By MNTV Staff Writer
Football’s sense of symmetry can be exquisite. Six days ago, France ended Morocco’s World Cup and, with it, the last African, Asian and Muslim presence in the tournament.
On Tuesday night at AT&T Stadium, France’s own tournament was ended by a teenager whose father was born in Morocco.
Spain beat France 2-0 to reach their first World Cup final since they lifted the trophy in 2010, and at the centre of it — as he has been all summer — stood Lamine Yamal, one day past his 19th birthday.
Moment that broke France
Yamal did not score. He did not need to. The decisive act came in the 22nd minute, and it was a piece of pure teenage cunning.
Lucas Digne, France’s veteran left-back, misjudged a dropping ball with his head. Yamal, sensing it before anyone else, tore in from behind to challenge in the penalty area. The ball glanced off the leaping teenager’s elbow, and Digne — playing his 63rd game for France, six days from his 33rd birthday — swung through and caught him on the hip. Penalty.
Mikel Oyarzabal placed it low into the right corner. It was his fifth goal of the tournament, his 30th in 60 games for Spain, and it carried a statistic that told the whole story of the night: it was the first time either France or Spain had trailed in any of their seven matches at this World Cup.
Youth had read the game a fraction faster than experience. That was the margin.
Suffocation, then killer blow
What followed was less a football match than a demonstration. France arrived as FIFA’s top-ranked side, having outscored their opponents 16-2, with Kylian Mbappé and Ousmane Dembélé both chasing the Golden Boot. Spain simply closed the game down — constricting passing lanes, swarming every French break, extinguishing attacks before they caught light.
In one early sequence, Dembélé released Mbappé into space; within three seconds, three Spanish shirts had surrounded him and the danger had evaporated.
The second goal, in the 58th minute, was Spain at their most Spanish: Pedro Porro exchanged a give-and-go with Dani Olmo, split the French defence, and finished. Moments later Yamal had the ball in the net himself, only for a tight offside call to deny him the goal his performance deserved.
France did not register a shot on target until the 95th minute. They never beat the goalkeeper.
Didier Deschamps’ side, chasing a place in a third consecutive World Cup final, will instead play for third place in Miami Gardens on Saturday.
He said he did not fear them
The build-up had been loud. Yamal had declared that Spain did not fear France, drew accusations of disrespect, and then — with the serenity that has defined him since he was 16 — doubled down.
His Barcelona teammate Jules Koundé, a Frenchman, defended him. Spain captain Rodri publicly urged the teenager to manage his “anxiety” and calm down.
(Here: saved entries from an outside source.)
PR #453, opened 2017-01-12
This adds a `@nest` member to term definitions used for _transparent properties_

### LINKED ISSUE #246: Ignoring semantically meaningless nesting

gkellogg:
This introduces the `@nest` keyword, used for folding contained properties to the enclosing node object, and allows for `@nest` in a term definition, to introduce such nesting when compacting.

Fixes #246. This also is an alternative to PR #451 and is (mostly) independent of #449).

In contrast to #451, having a parallel `@nest` term definition property allows this to be used in conjunction with `@container` (but not for `@reverse` compaction).

There are several new expand, compact and error tests for this feature.

### DIFF
--- a/spec/latest/json-ld-api/index.html
+++ b/spec/latest/json-ld-api/index.html
@@ -4102,6 +4102,7 @@
             "cyclic IRI mapping",
             "invalid @id value",
             "invalid @index value",
+            "invalid @nest value",
             "invalid @reverse value",
             "invalid base IRI",
             "invalid container mapping",
@@ -4112,7 +4113,6 @@
             "invalid language mapping",
             "invalid language-tagged string",
             "invalid language-tagged value",
-            "invalid @nest value",
             "invalid local context",
             "invalid remote context",
             "invalid reverse property",
@@ -4154,6 +4154,8 @@
         <dt><dfn>invalid @index value</dfn></dt>
         <dd>An <code>@index</code> member was encountered whose value was
           not a <a>string</a>.</dd>
+        <dt class="changed"><dfn>invalid @nest value</dfn></dt>
+        <dd class="changed">An invalid value for <code>@nest</code> has been found.</dd>
         <dt><dfn>invalid @reverse value</dfn></dt>
         <dd>An invalid value for an <code>@reverse</code> member has been detected,
           i.e., the value was not a <a>JSON object</a>.</dd>
@@ -4189,8 +4191,6 @@
           associated language tag was detected.</dd>
         <dt><dfn>invalid local context</dfn></dt>
         <dd>In invalid <a>local context</a> was detected.</dd>
-        <dt class="changed"><dfn>invalid @nest value</dfn></dt>
-        <dd class="changed">An invalid value for <code>@nest</code> has been found.</dd>
         <dt><dfn>invalid remote context</dfn></dt>
         <dd>No valid context document has been found for a referenced,
          remote context.</dd>
--- a/spec/latest/json-ld-api/index.html
+++ b/spec/latest/json-ld-api/index.html
@@ -903,7 +903,7 @@
         </li>
         <li>If <em>value</em> contains the key <code>@reverse</code>:
           <ol class="algorithm">
-            <li>If <em>value</em> contains an <code>@id</code>, member, an
+            <li>If <em>value</em> contains <code>@id</code> or <code>@nest</code>, members, an
               <a data-link-for="JsonLdErrorCode">invalid reverse property</a>
               error has been detected and processing is aborted.</li>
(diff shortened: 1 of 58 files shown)


spec/latest/json-ld-api/index.html
```diff
@@ -4058,6 +4112,7 @@
             "invalid language mapping",
             "invalid language-tagged string",
             "invalid language-tagged value",
+            "invalid @nest value",
```
davidlehn: move up sorted with other @ values

spec/latest/json-ld-api/index.html
```diff
@@ -4134,6 +4189,8 @@
           associated language tag was detected.</dd>
         <dt><dfn>invalid local context</dfn></dt>
         <dd>In invalid <a>local context</a> was detected.</dd>
+        <dt class="changed"><dfn>invalid @nest value</dfn></dt>
```
davidlehn: move up sorted with other @ values

spec/latest/json-ld-api/index.html
gkellogg: Good call, the `@` was added later. Should be good now.

gkellogg:
@dbooth-boston Flattening is an entirely different concept, which takes nested node definitions and flattens them so that nodes only reference other nodes, rather than include them.

@dlongley suggested `@preserve`, but that has a different use in framing.

However, the use case you may be looking for could be handled using scoped contexts, there interpretation of "location" is different for "file" vs "vehicle". This was the subject of a recently merged change. But, that does imply that both "file" and "vehicle" refer to different entities, rather than are each properties of the containing node, which is more consistent with what I think you want.

As for a `@nest` alternative, I'm open to suggestions.

dbooth-boston:
I was thinking of _.flatten from http://underscorejs.org/#flatten -- not the JSON-LD concept of flattening. I should not have used that word.  Sorry for the confusion!

Yes, the use case I was mentioning would be the ability to distinguish between properties (of the same name) by their object ancestors, as illustrated above.  This came up a couple of years ago when we were originally trying to see if FHIR/JSON could be adapted to be JSON-LD.  We concluded that it could not without either changing the existing property names or inserting additional @contexts into the instance data -- neither of which would be palatable to the vanilla FHIR/JSON folks.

He did not need calming. He needed a penalty area and a defender with a heavy first touch.
This is now a pattern. At Euro 2024 he became the tournament’s youngest-ever scorer at 16, in a semi-final Spain won 2-1 — against France. In the 2024-25 Nations League semi-final, he scored twice — against France.
On Tuesday, he won the penalty that beat them again. Three meetings at the sharp end of major tournaments, three French exits, one teenager at the heart of all of them.
Thread back to Morocco
For Muslim supporters, this victory carried a second layer. Yamal is a practising Muslim, born in Esplugues de Llobregat to a Moroccan father, Mounir Nasraoui, and a mother from Equatorial Guinea.
Days ago, in Dallas, he was seen raising his hands in dua both before Spain’s win over Portugal and again after it — images that travelled across the Muslim world.
The tournament had already delivered its cruelty to the Muslim world. Morocco, the African champions and the last Muslim-majority nation standing, were beaten 2-0 by France in the quarter-finals, their 34-match unbeaten run ended, their dream of a first African or Arab final deferred once more.
When they went out, so did the last representative of Africa, Asia and the Muslim world from a World Cup that had begun with more of them than any in history.
There is no revenge in football, and Yamal plays for Spain, not Morocco — a choice of his own, like Brahim Díaz’s in the opposite direction. But there was something for Moroccan supporters in watching a young man of their blood undo the team that had undone theirs. The diaspora, as this tournament has shown again and again, is never fully on one side of any line.
One more match
Spain now wait on the winner of Argentina and England, who meet in Atlanta on Wednesday, with the final at MetLife Stadium in East Rutherford on Sunday.
Sixteen years after their only World Cup triumph, La Roja are 90 minutes from a second — and they will go into it as favourites, with the meanest defence in the tournament and a 19-year-old who has never once looked like he belongs anywhere but the biggest stage.
He turned 19 on Monday.
On Tuesday he ended France’s World Cup. On Sunday he could win one.